Last week, McDonald’s announced plans to require customers to wear masks starting Aug. 1.
“This public health crisis is far from over,” Kempczinski said in a statement. “Consulting with Mayo Clinic allows us to further apply leading edge science to our restaurant practices.”
Company representatives did not respond when asked how many employees at McDonald’s have tested positive or died from COVID-19.
On Wednesday, Kempczinski said the virus has impacted the chain’s restaurants.
“COVID-19 is impacting us all. Businesses have closed. Jobs have been lost. Safety has taken on a new meaning,” he said in the video. “And everywhere people have suffered loss. At McDonald’s we too have lost team members. We’ve lost friends, co-workers and members of our extended family.”
Old values refreshed
Kempczinski said the company’s refreshed values embrace those taught by Kroc and Turner, who wanted McDonald’s to be an admired brand that accelerates societal change.
The five values announced Wednesday:
- We Put Our Customers and People First: This is how we serve. When we have great people that are committed to the best possible customer service, we thrive.

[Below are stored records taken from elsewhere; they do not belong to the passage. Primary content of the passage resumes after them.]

PR #1687, opened 2024-02-13
fix: only run action if config changed

### LINKED ISSUE #1685: Simplify checking if config has changed
The workflow currently always checks out the repo and does some stuff before checking if the config has changed:
https://github.com/GIScience/openrouteservice/blob/e7b3bad932d504c7c72c83983caf129d4ad4f349/.github/workflows/config-conversion-automation.yml#L38

This could be done quicker and easier via the [`paths` filter for actions](https://docs.github.com/en/actions/using-workflows/workflow-syntax-for-github-actions#onpushpull_requestpull_request_targetpathspaths-ignore).

koebi:
Using github.event.pull_request and the paths-filter, we can do the same but shorter.

fixes #1685

### DIFF
--- a/.github/workflows/config-conversion-automation.yml
+++ b/.github/workflows/config-conversion-automation.yml
@@ -1,56 +1,29 @@
-name: Automatic conversion of application.yml to ors-config.yml
+name: Automatic synchronization of application.yml to ors-config.yml
 on:
   pull_request:
     branches:
       - main
       - releases/**
-    types: [ edited, opened, ready_for_review, review_requested, reopened, synchronize ]
-  workflow_dispatch:
-
+    types: [ opened, ready_for_review, reopened, synchronize ]
+    paths:
+      - 'ors-api/src/main/resources/application.yml'
 
 jobs:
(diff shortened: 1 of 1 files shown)


.github/workflows/config-conversion-automation.yml
```diff
@@ -4,7 +4,9 @@ on:
     branches:
       - main
       - releases/**
-    types: [ edited, opened, ready_for_review, review_requested, reopened, synchronize ]
+    types: [ opened, ready_for_review, reopened, synchronize ]
+    paths:
+      - 'ors-api/scr/main/resources/application.yml'
```
TheGreatRefrigerator: wrong path `scr`

TheGreatRefrigerator (changes requested):

TheGreatRefrigerator (approved):

.github/workflows/config-conversion-automation.yml
TheGreatRefrigerator: Done

PR #1689, opened 2024-02-14
ci(docker-nightly): move to separate build/publish from test

### LINKED ISSUE #1686: fix docker nightly build

- [X] I have searched the existing issues

### Problem description

Currently, docker nightly images get built & published to dockerhub for basically every PR change, which consumes quite some quota.
This is neither a nightly build nor is it consistent, as the content of the image changes with the branch currently being built.

### Proposed solution

Do normal nightly build if anything changed in `main`.
Similar to e.g. https://github.com/libgit2/libgit2/blob/main/.github/workflows/nightly.yml

### Additional context

If we still want to do docker image builds for PRs we should do it differently

### Forum Topic Link

_No response_

TheGreatRefrigerator:
previously the nightly build was not built nightly but on many changes in PRs as well.
This is now moved to a separate workflow that runs nightly, with workflow_dispatch option to build images for different branches & repos on demand.

### Pull Request Checklist

         have been resolved.
         [Unreleased] heading.

Fixes https://github.com/GIScience/openrouteservice/issues/1686

- Key functionality added: real nightly build
- Reason for change: nightly was not built nightly

-

-

### DIFF
--- a/.github/workflows/docker-nightly-image.yml
+++ b/.github/workflows/docker-nightly-image.yml
@@ -1,0 +1,87 @@
+name: Docker Nightly Image CI
+run-name: Build ${{ inputs.branch }} - ${{ inputs.user }}
+
+on:
+  schedule:
+    - cron: '15 1 * * *'
+  workflow_dispatch:
+    inputs:
+      repository:
+        description: 'GitHub repository to create image off.'
+        required: true
+        default: 'GIScience/openrouteservice'
+      branch:
+        description: 'GitHub branch to create image off.'
+        required: true
+        default: 'main'
+      tag:
+        description: 'Name of the docker tag to create.'
+        required: true
+        default: 'nightly'
+      ignore-24h-commit-check:
+        description: 'Build image regardless of last commit date.'
+        required: true
+        type: boolean
+        default: false
+      user:
+        description: ''
+        required: false
+        default: 'schedule'
+
+jobs:
+  check-commits:
+    runs-on: ubuntu-latest
+    outputs:
+      new_commits: ${{ steps.check.outputs.NEW_COMMITS }}
+    steps:
+      - name: Checkout
+        uses: actions/checkout@v4.1.1
+        with:
+          repository: ${{ inputs.repository || 'GIScience/openrouteservice' }}
+          ref: ${{ inputs.branch || 'main' }}
+
+      - name: Check for new commits since 24 h ago
+        id: check
+        run: |
+          export LOG_LINES=$(git log --oneline --since '24 hours ago')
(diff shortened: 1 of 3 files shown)


TheGreatRefrigerator:
The check for new commits doesn't work properly yet

.github/workflows/docker-nightly-image.yml
```diff
@@ -0,0 +1,76 @@
...
+
+      - name: Build and push
+        uses: docker/build-push-action@v5.1.0
+        with:
+          context: .
+          platforms: linux/amd64,linux/arm64/v8
+          provenance: false
+          push: true
+          cache-from: type=gha
+          cache-to: type=gha,mode=max
```
MichaelsJP, line 86: `Push` true and `cache-to` together doesn't work, if I recall it correctly.

TheGreatRefrigerator: do you have have more details on this?
as far as i understand the action docs that link to the docker [cache-to](https://docs.docker.com/engine/reference/commandline/buildx_build/#cache-to) for this and those examples there:
https://github.com/moby/buildkit?tab=readme-ov-file#github-actions-cache-experimental

it should work together?

MichaelsJP: Hm. When I look it up, I cannot find it any more. I remember it in earlier versions being absolutely annoying about some combinations of parameters. I guess you tested it, so let's leave it if the action isn't complaining :)!

.github/workflows/docker-nightly-image.yml
```diff
@@ -0,0 +1,87 @@
...
+        uses: actions/checkout@v4.1.1
+        with:
+          repository: ${{ inputs.repository || 'GIScience/openrouteservice' }}
+          ref: ${{ inputs.branch || 'main' }}
+
+      - name: Check for new commits since 24 h ago
+        id: check
+        run: |
+          export LOG_LINES=$(git log --oneline --since '24 hours ago')
+          export NUM_LINES=$(echo "$LOG_LINES" | grep -c .)
```
jhaeu, line 47:
```suggestion
          export NUM_LINES=$(echo "$LOG_LINES" | wc -l)
```

jhaeu (approved):
LGTM, wc -l is just a suggesten

.github/workflows/docker-nightly-image.yml
TheGreatRefrigerator: wc -l i tried, it gives indentation as output (`           0` instead of `0`), so the check for o 0/1 will be difficult.
That's why i switched to grep

PR #1698, opened 2024-02-22
build(deps): Cleanup maven dependencies

sfendrich:
- [x] declare undeclared used dependencies
- [x] remove unused declared dependencies

This PR cleans up the maven dependencies by declaring undeclared used dependencies and by commenting out unused declared dependencies as identified by `mvn dependency:analyze`. The unused dependencies have been commented out one by one with all unit and integration tests passing. However, there might still be some cases not covered by tests that need some of the dependencies at runtime. A few identified cases remain as false positives.

Open tasks for a follow-up PR are:

- Clarifying the status of remaining false positives
- Actually removing the commented out dependencies once it is clear that they are not needed in production.

### DIFF
--- a/ors-api/pom.xml
+++ b/ors-api/pom.xml
@@ -249,23 +249,6 @@
         </dependency>
         -->
 
-        <!-- TODO: remove this if nothing breaks -->
-        <?ignore NOTE: this non-existing processing instruction is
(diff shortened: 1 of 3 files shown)


MichaelsJP (approved):
I adjusted a couple of packages and removed some that were already flagged as removable. Everything else looks good to me!

PR #1703, opened 2024-02-28
docs: add FAQ for barrier and CH

koebi:
These two issues come up every now and then.
As I see it, there is currently no really good place to document these things.
The FAQ will have to do for now :)


aoles (approved):
Thanks a lot for taking care of this! ❤️

takb (approved):
LGTM, thanks!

- We Open Our Doors to Everyone: This is about inclusion and our commitment to creating opportunity for everybody.
- We Do the Right Thing: This is about integrity, and doing the right thing for the right reasons.
- We Are Good Neighbors: This is about community and fulfilling our purpose to feed and foster community at the local level through the dedication of local owners who know the market best.
- We Get Better Together: This is about family, and constantly working to make ourselves better for our own family and the families we serve.
Also featured in the video presentation was Heidi Capozzi, the brand’s newly appointed executive vice president and global chief people officer. Capozzi started in mid-April, the peak of the coronavirus pandemic and several weeks before protests would erupt over the killing of George Floyd by a police officer in Minneapolis.
The killing, caught on video, has prompted companies to stand up against systemic racism.
Capozzi said McDonald’s, a global leader in the industry, has the responsibility to make changes both inside and outside of the arches “to drive equitable opportunity for all who encounter our brand.”
Her inclusion plan includes using the influence and scale of McDonald’s “to accelerate meaningful and overdue societal change for our employees. franchisees, suppliers, customers and communities.”
The company plans to track and audit diversity efforts to ensure McDonald’s is staying true to the communities they serve — from the hiring process to advertising campaigns.
Yolanda Travis, a longtime Black owner/operator of a historic McDonald’s in Chicago, spoke on the video about what it will take to make permanent changes at McDonald’s.
“Let's not just put the words out there in the streets. Let's not just make change because it's a quick fix. Let's do it. Let's make it permanent and so that we all can be one loving diverse McDonald's family,” she said.
Kempczinski capped the video by stating: “I really believe that we have a historic opportunity right now. Now is the time to write the next great chapter of the McDonald's family story. We are universally respected as a company. I believe we can become universally admired as a brand too.”